> _Exercise details_:
Restate the records below word for word.

--- Records provided Enclosed Below ---

Issue #5655, opened 2024-08-26
[ERROR MPL-0040] Failed on cluster 


oharboe:
13 minutes to reproduce:

untar https://drive.google.com/file/d/18n0z4_Bk9Gscy3RRCiU6FiNvghIb6zIG/view?usp=drive_link

```
$ time ./run-me-BoomTile-asap7-base.sh
OpenROAD v2.0-15340-g7ebef4425
Features included (+) or not (-): +Charts +GPU +GUI +Python
This program is licensed under the BSD-3 license. See the LICENSE file for details.
Components of this program may be licensed under more restrictive licenses which must be honored.
HierRTLMP Flow enabled...
rtl_macro_placer -halo_width 20 -halo_height 20 -report_directory .//objects/asap7/BoomTile/base/rtlmp -target_util 0.60
Floorplan Outline: (0.0, 0.0) (2160.73, 2160.73),  Core Outline: (1.026, 1.08) (2159.73, 2159.73)
        Number of std cell instances: 1743858
        Area of std cell instances: 220985.73
        Number of macros: 72
        Area of macros: 691249.12
        Halo width: 20.00
        Halo height: 20.00
        Area of macros with halos: 1292620.62
        Area of std cell instances + Area of macros: 912234.88
        Core area: 4659886.50
        Design Utilization: 0.20
        Core Utilization: 0.06
        Manufacturing Grid: 1

[ERROR MPL-0040] Failed on cluster frontend/bpd/banked_predictors_1/btb
Error: macro_place_util.tcl, 143 MPL-0040
```

_Originally posted by @oharboe in https://github.com/The-OpenROAD-Project/megaboom/issues/97#issuecomment-2308988697_

oharboe:
@AcKoucher @maliberty Found a workaround, [tweak initial conditions](https://github.com/The-OpenROAD-Project/megaboom/pull/97/commits/26045445f91044ece61811badf1acd486225a041#r1731658195)

maliberty:
> @AcKoucher @maliberty Found a workaround, [tweak initial conditions](https://github.com/The-OpenROAD-Project/megaboom/pull/97/commits/26045445f91044ece61811badf1acd486225a041#r1731658195)

From the megaboom PR:
```
I would like to see an initial diagnosis from @AcKoucher first... but yes. I hope the problem is just some existing rare problem that presents itself with some unfortunate initial conditions and that it can be solved in due course but without urgency.
```

[...]

PR #5666, opened 2024-08-27
mpl2: avoid creating clusters for empty modules

AcKoucher:
This PR addresses one of the problems showed in #5655, that is: the clustering engine leaves the physical hierarchy with empty clusters created from empty modules:
image

Subsequent work is needed in order to address other things.

_I also made some renaming, because it was a bit confusing._

### DIFF
--- a/src/mpl2/src/clusterEngine.cpp
+++ b/src/mpl2/src/clusterEngine.cpp
@@ -1196,7 +1196,7 @@ void ClusteringEngine::breakCluster(Cluster* parent)
       if (parent == tree_->root.get()) {
         createFlatCluster(module, parent);
       } else {
-        addModuleInstsToCluster(parent, module);
+        addModuleLeafInstsToCluster(parent, module);
         parent->clearDbModules();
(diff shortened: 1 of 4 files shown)


maliberty (approved):

maliberty:
@oharboe any idea where there are empty Verilog modules?  Just curious if there is an upstream problem as well.

oharboe:
> @oharboe any idea where there are empty Verilog modules?  Just curious if there is an upstream problem as well.

No, makes no sense... A problem earlier in the flow?

oharboe:
@maliberty Aha! I used deltaDebug.py to reduce turnaround time from 1 hr to 13 mins, so yes, almost all modules should be empty....

maliberty:
Ok so a side issue

oharboe:
> Ok so a side issue

Possibly a red herring: deltadebug can gut modules so they are empty while still reproducing the mpl2 problem...

maliberty:
Its still good to fix up these little corner cases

--- End of Enclosed Records provided ---

> _Completed exercise_:
Issue #5655, opened 2024-08-26
[ERROR MPL-0040] Failed on cluster 


oharboe:
13 minutes to reproduce:

untar https://drive.google.com/file/d/18n0z4_Bk9Gscy3RRCiU6FiNvghIb6zIG/view?usp=drive_link

```
$ time ./run-me-BoomTile-asap7-base.sh
OpenROAD v2.0-15340-g7ebef4425
Features included (+) or not (-): +Charts +GPU +GUI +Python
This program is licensed under the BSD-3 license. See the LICENSE file for details.
Components of this program may be licensed under more restrictive licenses which must be honored.
HierRTLMP Flow enabled...
rtl_macro_placer -halo_width 20 -halo_height 20 -report_directory .//objects/asap7/BoomTile/base/rtlmp -target_util 0.60
Floorplan Outline: (0.0, 0.0) (2160.73, 2160.73),  Core Outline: (1.026, 1.08) (2159.73, 2159.73)
        Number of std cell instances: 1743858
        Area of std cell instances: 220985.73
        Number of macros: 72
        Area of macros: 691249.12
        Halo width: 20.00
        Halo height: 20.00
        Area of macros with halos: 1292620.62
        Area of std cell instances + Area of macros: 912234.88
        Core area: 4659886.50
        Design Utilization: 0.20
        Core Utilization: 0.06
        Manufacturing Grid: 1

[ERROR MPL-0040] Failed on cluster frontend/bpd/banked_predictors_1/btb
Error: macro_place_util.tcl, 143 MPL-0040
```

_Originally posted by @oharboe in https://github.com/The-OpenROAD-Project/megaboom/issues/97#issuecomment-2308988697_

oharboe:
@AcKoucher @maliberty Found a workaround, [tweak initial conditions](https://github.com/The-OpenROAD-Project/megaboom/pull/97/commits/26045445f91044ece61811badf1acd486225a041#r1731658195)

maliberty:
> @AcKoucher @maliberty Found a workaround, [tweak initial conditions](https://github.com/The-OpenROAD-Project/megaboom/pull/97/commits/26045445f91044ece61811badf1acd486225a041#r1731658195)

From the megaboom PR:
```
I would like to see an initial diagnosis from @AcKoucher first... but yes. I hope the problem is just some existing rare problem that presents itself with some unfortunate initial conditions and that it can be solved in due course but without urgency.
```

[...]

PR #5666, opened 2024-08-27
mpl2: avoid creating clusters for empty modules

AcKoucher:
This PR addresses one of the problems showed in #5655, that is: the clustering engine leaves the physical hierarchy with empty clusters created from empty modules:
image

Subsequent work is needed in order to address other things.

_I also made some renaming, because it was a bit confusing._

### DIFF
--- a/src/mpl2/src/clusterEngine.cpp
+++ b/src/mpl2/src/clusterEngine.cpp
@@ -1196,7 +1196,7 @@ void ClusteringEngine::breakCluster(Cluster* parent)
       if (parent == tree_->root.get()) {
         createFlatCluster(module, parent);
       } else {
-        addModuleInstsToCluster(parent, module);
+        addModuleLeafInstsToCluster(parent, module);
         parent->clearDbModules();
(diff shortened: 1 of 4 files shown)


maliberty (approved):

maliberty:
@oharboe any idea where there are empty Verilog modules?  Just curious if there is an upstream problem as well.

oharboe:
> @oharboe any idea where there are empty Verilog modules?  Just curious if there is an upstream problem as well.

No, makes no sense... A problem earlier in the flow?

oharboe:
@maliberty Aha! I used deltaDebug.py to reduce turnaround time from 1 hr to 13 mins, so yes, almost all modules should be empty....

maliberty:
Ok so a side issue

oharboe:
> Ok so a side issue

Possibly a red herring: deltadebug can gut modules so they are empty while still reproducing the mpl2 problem...

maliberty:
Its still good to fix up these little corner cases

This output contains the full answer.